Why Is Startup Culture So Unhealthy? - benackles
http://nickoneill.com/startup-culture-unhealthy/
======
earbitscom
This is not just startup culture, it's most professional gatherings in
general. Go to a conference of any kind, other than one that's in some sort of
health/fitness-related industry and you're bound to see the same thing.

The primary reasons are:

1\. The average person eats pretty poorly, and would consider carrot sticks
and fruit smoothies pretty crappy "free food" for an event. Cooking
particularly healthy food that can pass as exciting for most people would be
prohibitively expensive. Food ordered in bulk or made economically for a lot
of people tends to be less healthy.

2\. Drinking at networking events is "necessary" for most people who have a
difficult time approaching and engaging with strangers without a little social
lubricant. Plus, free drinks draws a crowd, whereas networking only partially
does.

3\. These events are often an opportunity for otherwise unsocial people to get
out of the house, chat with others, and indulge a little.

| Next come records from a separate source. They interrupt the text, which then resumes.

PR #355, opened 2023-01-27
Use elasticsearch7 in graylog plugin

erkmos:
The elasticsearch6 port has been deprecated and removed from the ports tree, this causes installation of this plugin to fail with 13.1. With this change we use elasticsearch7 instead

See: https://github.com/FreeBSD/freebsd-ports/commit/dc721d84ea9ad5e97d2c518b2bdca0fd37a4382b

### DIFF
--- a/graylog.json
+++ b/graylog.json
@@ -9,7 +9,7 @@
     "pkgs": [
         "graylog",
         "elasticsearch7",
-        "mongodb44",
+        "mongodb50",
         "pwgen",
         "p5-Digest-SHA"
     ],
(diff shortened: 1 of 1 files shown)


sonicaj (approved):
Thank you @erkmos for your contribution!

sonicaj (commented):
Actually please look at https://github.com/ix-plugin-hub/iocage-plugin-index/pull/355/checks?check_run_id=10933925930 - we have test failure

sonicaj (approved):
Thank you @erkmos

PR #356, opened 2023-01-30
Add PhotoPrism plugin

oridyn:

4. Add new plugin cirrus task


photoprism.json
```diff
@@ -0,0 +1,30 @@
+{
+    "name": "PhotoPrism-Test",
+    "release": "12.4-RELEASE",
```
sonicaj, line 3: Let's please use 13.1-RELEASE ?

photoprism.json
```diff
@@ -0,0 +1,30 @@
...
+    "artifact": "https://github.com/oridyn/iocage-plugin-photoprism",
+    "official": false,
+    "properties": {
+        "vnet": 1,
+        "dhcp": 1
```
sonicaj, line 8: We ideally want to default to nat, is there some sort of requirement by the application for dhcp ?

INDEX
```diff
@@ -401,6 +401,14 @@
 		"official": false,
 		"primary_pkg": null
 	},
+	"photoprism": {
+		"MANIFEST": "photoprism.json",
+		"description": "PhotoPrism® is an AI-Powered Photos App for the Decentralized Web. It makes use of the latest technologies to tag and find pictures automatically without getting in your way.",
+		"icon": "https://icons.freenas.org/community-icons/photoprism.png",
+		"name": "PhotoPrism®",
```
sonicaj, line 408: Why the discrepancy in the name defined in `photoprism.json` and here ?

sonicaj (commented):
Thank you @oridyn for your contribution!

A few minor nits

photoprism.json
oridyn: I'm afraid I can't.

At this point there is no pre-built binary for 13.1-RELEASE. Only for 12: https://github.com/psa/photoprism-freebsd-port/releases/tag/2022-11-18.

photoprism.json
oridyn: I've added `avahi-dameon` and `nginx` so that the plugin's UI can be accessed under `http://<jailname>.local` on port 80.
I prefer it to accessing through the IP and port.

Happy to change this though to NAT and port if you think that's better for these plugins.

INDEX
oridyn: Didn't realise there's a connection. Updated it now.

sonicaj (approved):
Thanks @oridyn!

PR #377, opened 2023-08-28
Update plugins to 13.2-release

spz2k9:
Hi,

Jellyfin plugin had a ffmpeg error and the Fix was to upgrade the release from 13.1 to 13.2. I thought I'd update all of 'em since doing one or 67 is the same time.

*Note : I've only replaced the release from 13.1 to 13.2 not any other versions and I didn't update the inner packages.

### DIFF
--- a/adguardhome.json
+++ b/adguardhome.json
@@ -1,6 +1,6 @@
 {
     "name": "adguardhome",
-    "release": "13.1-RELEASE",
+    "release": "13.2-RELEASE",
     "artifact": "https://github.com/leandroscardua/iocage-plugin-adguardhome.git",
     "official": false,
     "pkgs": [
--- a/backuppc.json
+++ b/backuppc.json
@@ -1,6 +1,6 @@
 {
     "name": "BackupPC",
-    "release": "13.1-RELEASE",
+    "release": "13.2-RELEASE",
     "official": false,
     "artifact": "https://github.com/freenas/iocage-plugin-backuppc.git",
     "properties": {
--- a/bazarr.json
+++ b/bazarr.json
@@ -1,6 +1,6 @@
 {
     "name": "bazarr",
-    "release": "13.2-RELEASE",
+    "release": "13.1-RELEASE",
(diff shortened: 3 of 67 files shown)


spz2k9:
@sonicaj Hi, I've seen you did a version bump last year. So I've added you so that the job doesn't get done twice. I've upgraded most packages (21 removed since they didn't build correctly).

EuanRiggans:
Hopefully this gets merged soon, the Jellyfin problem also effects Emby

jasker5183:
I don't think they can update the plugins to 13.2 until the underlying OS has been updated as well, which I hope is soon because 13.1 is EOL.

pmhausen:
TrueNAS does not run a specific release but 13-STABLE. 13.2-RELEASE jails are perfectly supported. Please update your plugins to a supported release. Breaking packages are expected if you don't.

jasker5183:
As of TrueNas 13-U5:

```

cat /etc/os-release 
NAME=FreeBSD
VERSION="13.1-RELEASE-p7"
VERSION_ID="13.1"
ID=freebsd
ANSI_COLOR="0;31"
PRETTY_NAME="FreeBSD 13.1-RELEASE-p7"
CPE_NAME="cpe:/o:freebsd:freebsd:13.1"
HOME_URL="https://FreeBSD.org/"
BUG_REPORT_URL="https://bugs.FreeBSD.org/"

```

They could update the jails to 13.2 but the jails would still be using the kernel from 13.1. I've also never seen them update the community plugins before the OS gets the update. I'm guessing that's why not one maintainer has responded to this PR yet.

pmhausen:
> They could update the jails to 13.2 but the jails would still be using the kernel from 13.1.

Yes. This is supported, because within a major -STABLE release no kernel ABI changes occur.

jasker5183:
Was looking for the maintainers of this repo (to maybe speed this up) and was shocked to find out that @sonicaj is the only one, hope it doesn't take too long before he gets to this PR.

janknieling (approved):

sonicaj (approved):

PR #379, opened 2023-09-15
Remove transmission-web

jasker5183:
Transmission has been updated to 4.0.4 and as such transmission-web has been included in the transmission-daemon package so is no longer needed and the update fails otherwise.

### DIFF
--- a/transmission.json
+++ b/transmission.json
@@ -8,8 +8,7 @@
         "nat_forwards": "tcp(9091:9091)"
     },
     "pkgs": [
-        "transmission-daemon",
-        "transmission-web"
+        "transmission-daemon"
     ],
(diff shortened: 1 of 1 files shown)


jasker5183:
Just tested the jail myself was able to reach the admin portal just fine, no idea why the self test failed unless it's not installing from scratch. Also for Transmission installs just upgrading they might fail because 3.00_5 doesn't conflict with 4.0.4 so you have to remove transmission-web manually.

perrin4869:
the package was removed [here](https://cgit.freebsd.org/ports/commit/?id=8da970ab75e1a1031d93ff8e1aa8e3ff71afef07) for more context

sonicaj (approved):
Thank you @jasker5183 for your contribution!

PR #400, opened 2024-10-14
Add Immich plugin

zebrapurring:
This change adds the possibility to install Immich v1.117.0 as an IOCage plugin via https://github.com/zebrapurring/iocage-plugin-immich.

The following command can be used to create an Immich jail while the PR is not integrated yet:

```sh
iocage fetch --git_repository https://github.com/zebrapurring/iocage-plugin-index --plugin-name immich --name immich_jail
```


kmoore134:
Just as a note, this repo is no longer monitored or maintained. These plugins for TrueNAS 13.0 are deprecated, and on 13.3 plugins (and jails) are expected to stop working in the near future. Users running Apps should schedule migration to TrueNAS SCALE to run the Docker versions.

PR #4874, opened 2026-06-02
[7830] Enhance validation messaging and handle duplicate instances in drag-and-drop functionality

jvega190:
https://github.com/craftercms/craftercms/issues/7830

## Summary by CodeRabbit

* **Bug Fixes**
  * Improved duplicate detection to prevent items from being dropped into zones where they already exist, with localized error messaging.

* **Improvements**
  * Enhanced validation message handling to display more contextual feedback when operations are restricted.

### DIFF
--- a/ui/app/src/components/PreviewConcierge/PreviewConcierge.tsx
+++ b/ui/app/src/components/PreviewConcierge/PreviewConcierge.tsx
@@ -1038,7 +1038,9 @@ export function PreviewConcierge(props: PropsWithChildren<{}>) {
 				}
 				case snackGuestMessage.type: {
 					enqueueSnackbar(
-						payload.id in guestMessages ? formatMessage(guestMessages[payload.id], payload.values ?? {}) : payload.id,
+						payload.id in guestMessages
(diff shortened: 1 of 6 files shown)


rart (commented):
How are you handling duplicates in DnD/XB?

jvega190:
> How are you handling duplicates in DnD/XB?

The actual logic in XB of checking if zone supports duplicates or not was already done in [here](https://github.com/craftercms/studio-ui/pull/4839). Where we get the `allowDuplicates` validation for the field, and consider it when calculating the drop targets

For this PR, what I'm doing is when calculating the dragContext, I check if the instanceId already exists in any of the dropzones, if so, then I label it as duplicate in a zone (isInstanceDuplicateInZone).
Then, the idea in this PR is to enhance the message when trying to add a duplicate item and no dropzone allows duplicate items, so in the epic, when checking for the dragContext dropzones, if there are no dropzones availables, and the `isInstanceDuplicateInZone` is true, show the `no duplicates allowed` snack, instead of the generic `no drop targets found...`

rart (approved):

PR #4875, opened 2026-06-02
[8564] Add translations

jvega190:
Per conversation with Russ, I added the translations for this texts

https://github.com/craftercms/craftercms/issues/8564


jvega190:

PR #4876, opened 2026-06-02
[8708] Improve Insert Control dialog usability

jvega190:
- Move system types under the other fields types.
- Don't show system fields that are already used (you can't have multiples of these)
- Move UUID (a generic control) to the generic list of controls.

https://github.com/craftercms/craftercms/issues/8708

## Summary by CodeRabbit

* **Bug Fixes**
  * Prevented duplicate field type assignments and conflicting file-name/auto-filename combinations in the field picker.
  * Adjusted the field selection layout so filtered fields consistently appear before system fields for clearer choices.
  * Removed UUID from the list of available control types.


jvega190:
Outside diff range comment addressed

jvega190:

jvega190:

rart (approved):

PR #4886, opened 2026-06-08
[4.x][8220] Accessibility: Consider keyboard shortcut disabling

jvega190:
https://github.com/craftercms/craftercms/issues/8220


jvega190:

rart (commented):
Same comment as develop PR. Please confirm.

jvega190:
@rart checked in here and I didn't see any input being affected by the shortcuts dialog event. Per discussion dialogs like WidgetDialog are not affected so we'll not include them

rart (approved):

For some,
particularly people with spouses and kids, it's the only time they get to
drink more than a beer with dinner and not feel like they're doing something
they shouldn't be. It's supposed to be as much fun as it is work, and eating
pizza and drinking beer is fun.

As for the food being served at startups and the overeating it causes, that's
just human nature. Let people eat whatever they want, and many will eat too
much. Limit them, and they'll think less of your perk.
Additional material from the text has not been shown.